Apple is developing 3D depth sensing technology for the rear-facing cameras in its 2019 iPhones, according to a new report by Bloomberg on Tuesday. The 3D sensor system will be different to the one found in the iPhone X's front-facing camera, and is said to be the next big step in turning the smartphone into a leading augmented reality device.

Apple is evaluating a different technology from the one it currently uses in the TrueDepth sensor system on the front of the iPhone X, the people said. The existing system relies on a structured-light technique that projects a pattern of 30,000 laser dots onto a user's face and measures the distortion to generate an accurate 3D image for authentication. The planned rear-facing sensor would instead use a time-of-flight approach that calculates the time it takes for a laser to bounce off surrounding objects to create a three-dimensional picture of the environment.
The existing TrueDepth camera would continue to be used in the front-facing camera of future iPhones in order to power Face ID, while the new system would bring the more advanced "time-of-flight" 3D sensing capability to the rear camera, according to the sources cited. Discussions with manufacturers are reportedly already underway, and include Infineon, Sony, STMicroelectronics, and Panasonic. Testing is said to be still in the early stages, and could end up not being used in the phones at all.

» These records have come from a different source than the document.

PR #955, opened 2026-05-21
Fix styling in the form in demo site

Dananji:
Some minor styling changes to the form in the demo site.

**Before:**
before

**After:**
after


cjcolvar (approved):
👍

With the release of iOS 11, Apple introduced the ARKit software framework that allows iPhone developers to build augmented reality experiences into their apps. The addition of a rear-facing 3D sensor could theoretically increase the ability for virtual objects to interact with environments and enhance the illusion of solidity.

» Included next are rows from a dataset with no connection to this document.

Issue #320, opened 2023-12-14
IIIF Authorization Flow 2.0 Support


jcoyne:
**Is your feature request related to a problem? Please describe.**
We have videos that require authorization prior to viewing.

**Describe the solution you'd like**
Implement IIIF Auth V2 https://ramp.avalonmediasystem.org/

**Describe alternatives you've considered**
Build a new viewer.

## Auth Flow Implementation
Basic Authorization flow:

- Ramp requests Access Service endpoint, appending an origin value. This should open a new tab/window.
- Once action has been taken in the new tab, Ramp should detect the tab closing and then request the Token Service endpoint. This is done within a hidden iframe. Ramp will need an event listener to receive cross domain requests.
- Receive a postMessage containing the JSON response. Ramp will need to have error handling for bad requests and failed authentication. Successful responses will contain the access token needed for the probe service.
- Request the Probe service, with the access token included in an authorization header Authorization: Bearer .... This should be a GET request and expect a JSON response. Access errors should be handled, success should render the content.

## Done Looks Like
- [ ] Ramp is able to parse the new auth structure: Probe → Access Service → [Token, Logout]
- [ ] When a IIIF Auth Flow 2.0 service is defined in a manifest, Ramp works through the auth flow detailed above

elynema:
From Justin Coyne at Stanford:

Here's one https://purl.stanford.edu/ks701xw3226/iiif3/manifest Some code is in here: https://github.com/sul-dlss/purl/blob/main/app/models/iiif3_presentation_manifest.rb

masaball:
Notes for implementation:
* Ramp will need to parse the new auth structure. Probe -> Access Service -> [Token, Logout]
* Basic Authorization flow is laid out [here](https://iiif.io/api/auth/2.0/#simple-authorization-flow):
    * Ramp requests Access Service endpoint, appending an [origin value](https://iiif.io/api/auth/2.0/#interaction-with-access-services). This should open a new tab/window.
    * Once action has been taken in the new tab, Ramp should detect the tab closing and then request the Token Service endpoint. This is done within a [hidden iframe](https://iiif.io/api/auth/2.0/#access-token-service-request). Ramp will need an event listener to receive cross domain requests. 
    * Receive a postMessage containing the JSON response. Ramp will need to have error handling for bad requests and failed authentication. Successful responses will contain the access token needed for the probe service. 
[...]

PR #959, opened 2026-06-01
Iiif auth

Dananji:
Related issue: #320

Changes in this PR:
- read and parse IIIF Auth 2.0 related services from a Canvas Annotation `body` including support for `Choice` Annotation `body`
- display an overlay with login action implemented as a separate component called `AuthOverlay` that renders over the player when a Canvas has protected behind a IIIF Auth 2.0 service
  - displays all available text information from the auth service as needed
  - if a `heading` text exists display it at the top of the login UI (e.g. 'Please Log In' in Avalon Manifest)
  - display `label` text below the heading in bold text
  - if a `note` text exists display it below the `label` text
- add a new module called `auth-service.js` to handle the probing, re-probing, access token acquisition via hidden iframe in the auth flow
- add state variables to keep track of the auth status of the current Manifest across components
- move sanitizing HTML using `DOMPurify` to `utility-helpers.js` as a util function called `sanitizeHtml`

Stanford IIIF Manifest with auth:
stanford-auth-manifest

Avalon IIIF Manifest with auth and login waiting:
avalon-auth-manifest
avalon-auth-manifest-waiting

### DIFF
--- a/src/components/MediaPlayer/VideoJS/AuthOverlay.js
+++ b/src/components/MediaPlayer/VideoJS/AuthOverlay.js
@@ -1,0 +1,219 @@
+import React, { useEffect, useRef, useState } from 'react';
+import PropTypes from 'prop-types';
+import { getLabelValue, sanitizeHTML } from '@Services/utility-helpers';
+import { probeResource, requestTokenViaIframe } from '@Services/auth-service';
+import './VideoJSPlayer.scss';
+
+/**
+ * Display authentication dialog and handle login/logout interactions for IIIF resources
+ * protected by IIIF Auth 2.0 spec. 
+ * It is rendered over the VideoJS player when a Canvas has an AuthProbeService2 defined.
+ * The flow is as follows;
+ * 1. On page load: probe the resource without a token to determine if login is required
+ * 2. Login: performs the authnentication flow based on the access service profile and gets a token
+ * 3. On token received: re-probe with token to confirm authorization, or show error if probe fails
+ * 4. Logout button (if present): open logout URL in new tab, clear token
+ * @param {Object} props
+ * @param {Object} props.authService
+ * @param {String} props.authToken
+ * @param {String} props.authStatus
+ * @param {Function} props.onTokenReceived
+ * @param {Function} props.onAuthStatus
+ */
+function AuthOverlay({ authService, authToken, authStatus, onTokenReceived, onAuthStatus }) {
+  const [errorMessage, setErrorMessage] = useState(null);
+  const [isLoggingIn, setIsLoggingIn] = useState(false);
+  const loginTabRef = useRef(null);
+  const pollIntervalRef = useRef(null);
+
+  const { probe, accessService, tokenService, logoutService } = authService;
+
+  // Probe without token on page load to determine if login is required
+  useEffect(() => {
+    if (authStatus !== 'idle') return;
+    onAuthStatus('probing');
+    probeResource(probe.id, null)
+      .then(({ status }) => {
+        if (status === 200) {
+          onAuthStatus('authorized');
+        } else {
+          onAuthStatus('login-required');
+        }
+      })
+      .catch(() => {
+        onAuthStatus('login-required');
+      });
+  }, []);
+
+  // Cleanup login tab pollin interval on unmount
+  useEffect(() => {
+    return () => {
+      clearInterval(pollIntervalRef.current);
+    };
+  }, []);
+
+  /**
+   * Acquire token via a hidden iframe using postMessage API, then save this token
+   * and update the auth status in state.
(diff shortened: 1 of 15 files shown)


src/services/iiif-parser.js
```diff
@@ -715,3 +710,52 @@ export function getSearchService(resource) {
...
+    const serviceArray = Array.isArray(authService) ? authService : [authService];
+    const services = serviceArray.flatMap(s => Array.isArray(s) ? s : [s]);
+
+    // Find and parse service type="AuthProbeService2"
+    const probe = services.find(s => s.type === 'AuthProbeService2');
+    if (probe) {
+      // Read probe services as an array
+      const probeServices = Array.isArray(probe.service)
+        ? probe.service
+        : probe.service ? [probe.service] : [];
```
cjcolvar: I think it would be nice to unnest these ternary operators for readability.

src/components/MediaPlayer/VideoJS/AuthOverlay.js
```diff
@@ -0,0 +1,212 @@
...
+  };
+
+  /**
+   * Handle login button click based on the access service profile:
+   * - kiosk: acquire token via iframe
+   * - active: open a login tab, poll for it closing, then acquire token via iframe
+   * If popup is blocked, fall back to direct token acquisition without opening a login tab
+   */
+  const handleLogin = () => {
+    if (!accessService || isLoggingIn) return;
```
cjcolvar: Should `!accessService` set auth status to `error` and set an `errorMessage`?  

I'm thinking if the manifest is invalid and doesn't contain the access service and a user clicks the login button then would the flow get stuck with the button saying waiting?  Or is this scenario guarded against at a higher level than the overlay?

src/services/auth-service.js
```diff
@@ -0,0 +1,102 @@
...
+
+    const onMessage = (event) => {
+      /* Validate event.origin against token service origin to prevent accepting
+       messages from malicious origins */
+      if (event.origin !== expectedOrigin) {
+        reject(new Error('Invalid origin'));
+      }
+
+      const data = event.data;
+      if (!data || (data.messageId && data.messageId !== messageId)) return;
```
cjcolvar, line 61: Should this case return a reject error?

cjcolvar (commented):
This looks so good!  Love how clean it is as well as great comments and tests!

I had a few questions but this looks really close.

src/components/MediaPlayer/VideoJS/AuthOverlay.js
Dananji: Good catch 💯 You're right! The UX is broken at this stage.

The `!accessService` guard would prevent the button from getting stuck on `"Waiting…"` since `setIsLogginIn(true)` runs after it. But the user would be waiting indefinitely for nothing without any feedback because, this essentially is a no-op without a valid `accessService`.
And this UI is partially guarded at a higher level because `AuthOverlay` is only rendered when there's a valid `authService` which has `accessService` as an optional field.
To fix it, I think we can split the guard to first check `isLoggingIn` to return silently and then checking `!accessService` to display an error message. This would provide better UX.

src/services/auth-service.js
Dananji: Silently returning here is intentional because, any page script can fire a `postMessage` from the same origin with a different `messageId`.
Therefore, rejecting here could potentially abort a legit auth flow on the first unrelated message that happens to arrive from origin, however the `return` would keep the listener alive until a message that actually matches the given id arrives.

src/components/MediaPlayer/VideoJS/AuthOverlay.js
Dananji: I just re-read the IIIF Auth 2.0 spec, and I had missed the fact that the [probe service](https://iiif.io/api/auth/2.0/#probe-service-description) is _required_ to have a `service` prop with one or more access services with `type="AuthAccessService2"`. 

Each of these [access services](https://iiif.io/api/auth/2.0/#access-service-description) are then _required_ to have a `service` array with references to access token and other related services.  Out of these services there _must_ be exactly one access token service and _may_ contain logout services.

So, ideally Ramp shouldn't be displaying the `AuthOverlay` with a login button if there are no valid `accessService` and `tokenService` in the `authService` object parsed from the given probe service.

Dananji:
With this last change, the previous changes to guard against missing `accessService` in the login button click handler is not needed because the user won't see a login button when either `accessService` or `tokenService` is missing in the given probe service. Ramp will display the following UI for this use-case;

restricted-content

The text in this UI is read from the probe service's `errorHeading` and `errorNote` props if they exist. Otherwise a default message is displayed.

cjcolvar (approved):
Looks great!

Apple was reportedly beset with production problems when making the sensor in the iPhone X's front-facing camera, because the components used in the sensor array have to be assembled with a very high degree of accuracy. According to Bloomberg, while the time-of-flight technology uses a more advanced image sensor than the existing one in the iPhone X, it does not require the same level of precision during assembly. That fact alone could make a rear-facing 3D sensor easier to produce at high volume.